(YOUR GOAL): An exact repetition of the records is required. Leave nothing out.

(Collected data):

****

PR #197, opened 2021-04-16
missing _source in dfs0

jsmariegaard:


jsmariegaard:
@ecomodeller , do you know why this is suddenly failing in some plot functions with messages such as "This probably means that tk wasn't installed properly"?

ecomodeller:
Add a test to motivate why it is necessary to add a "missing" private variable.

This will probably make it clearer if there is some useful functionality that is missing.

ecomodeller:
FYI `main` is now the default branch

****

(SOLVED PROBLEM):
PR #197, opened 2021-04-16
missing _source in dfs0

jsmariegaard:


jsmariegaard:
@ecomodeller , do you know why this is suddenly failing in some plot functions with messages such as "This probably means that tk wasn't installed properly"?

ecomodeller:
Add a test to motivate why it is necessary to add a "missing" private variable.

This will probably make it clearer if there is some useful functionality that is missing.

ecomodeller:
FYI `main` is now the default branch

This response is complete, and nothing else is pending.